Note that, unlike with Freyja, this analysis does not rely on prior knowledge of the lineages, making it suitable for detecting new emerging mutations. This kind of visualisation is therefore useful to identify emerging mutations, as they would be visible as a new horizontal “strip” appearing on the plot.

14.3.1 Exercise

Exercise

One issue with the above plot is that we cannot see all the mutation names on the x-axis, as their names were overlapping.

Modify the code shown above to show the mutations present in the Spike gene only.
Then do the same for orf1ab gene.

Which of these genes do you think helps distinguish sub-lineages of Omicron more effectively?

Hint

Remember that you can use the filter() function to subset the table to keep only rows of interest.

Answer

To look at the mutations in the Spike gene only, we can use the filter() function, to retain the rows that match this gene only. We then pipe the output to the same code we used before.

missense |> 
  filter(gene == "S") |> 
  ggplot(aes(factor(date), aa_change, fill = af)) +
  geom_tile() +
  scale_x_discrete(guide = guide_axis(angle = 45)) +
  scale_y_discrete(guide = guide_axis(check.overlap = TRUE)) +
  scale_fill_viridis_c(limits = c(0, 1)) +
  labs(x = "Sample (by date)", y = "AA change", fill = "Frequency")

The same code can be reused to also look at the mutations from orf1ab:

missense |> 
  filter(gene == "orf1ab") |> 
  ggplot(aes(factor(date), aa_change, fill = af)) +
  geom_tile() +
  scale_x_discrete(guide = guide_axis(angle = 45)) +
  scale_y_discrete(guide = guide_axis(check.overlap = TRUE)) +
  scale_fill_viridis_c(limits = c(0, 1)) +
  labs(x = "Sample (by date)", y = "AA change", fill = "Frequency")

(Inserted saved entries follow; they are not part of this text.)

PR #125, opened 2022-03-29
Remove obsolete property from measureSequenceThroughput

kingreza:
`duration` and `start` property in `measureSequenceThroughput` is [vestigial from early development](https://github.com/apple/swift-async-algorithms/pull/114#discussion_r836947233). This PR cleans that up.


phausler (approved):
Thanks for the cleanup! looks great.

We can see that the mutations in orf1ab change more often than those of the Spike gene. These mutations likely distinguish individual lineages, whereas the profile of the Spike is generally more similar across all the lineages belonging to the Omicron variant.

14.4 Individual mutations

We may also be interested in looking at more details about the frequencies of individual mutations. For this, it may help to calculate a confidence interval for the mutation frequency, based on the counts of reads observed (i.e. the sequencing depth). One way to calculate such a confidence interval is to use the so-called Jeffreys interval, which is based on the Beta distribution. In R, we can calculate this as follows:

missense <- missense |> 
  mutate(af_lo = qbeta(0.025, alt_dp + 0.5, (dp - alt_dp) + 0.5),
         af_up = qbeta(0.975, alt_dp + 0.5, (dp - alt_dp) + 0.5))

One possible visualisation is to consider the mutations in individual samples, shown as a plot across the genome:

missense |> 
  filter(sample == "SRR18541114") |> 
  ggplot(aes(pos, af, colour = gene)) + 
  geom_pointrange(aes(ymin = af_lo, ymax = af_up)) +
  scale_y_continuous(limits = c(0, 1))

Or, we can focus on an individual mutation and plot it over time:

missense |> 
  filter(aa_change == "p.K856R") |> 
  ggplot(aes(date, af)) +
  geom_pointrange(aes(ymin = af_lo, ymax = af_up)) +
  scale_y_continuous(limits = c(0, 1))

Missing data

The way viralrecon performs variant (mutation) calling, does not allow distinguishing whether the absence of a mutation from the table is due to missing data or not. Two things may have happened:

There was no coverage in a position (a “gap” in the sequencing), meaning there is missing data for that position.
All the reads mapped to that position carried the reference genome allele, so no mutation was reported. This could mean either the mutation trully had a frequency of zero or was low-frequency and was missed by chance.

As we cannot distinguish between these two possibilities, it is important to keep in mind that the absence of a mutation from our table does not necessarily mean the mutation was not present in the sample. It only means that we were not able to detect it.

14.5 Summary

Key Points

The software R can be used to import the mutations CSV file generated by viralrecon.
The mutations file can be joined with metadata table, to assess the occurrence of mutations over time.
Barplots can be useful to visualise the counts of mutation types detected and the genes they occur in.
Heatmaps can be used to visualise mutation abundances over time. Mutations that become more frequent over time appear as “blocks” in the plot.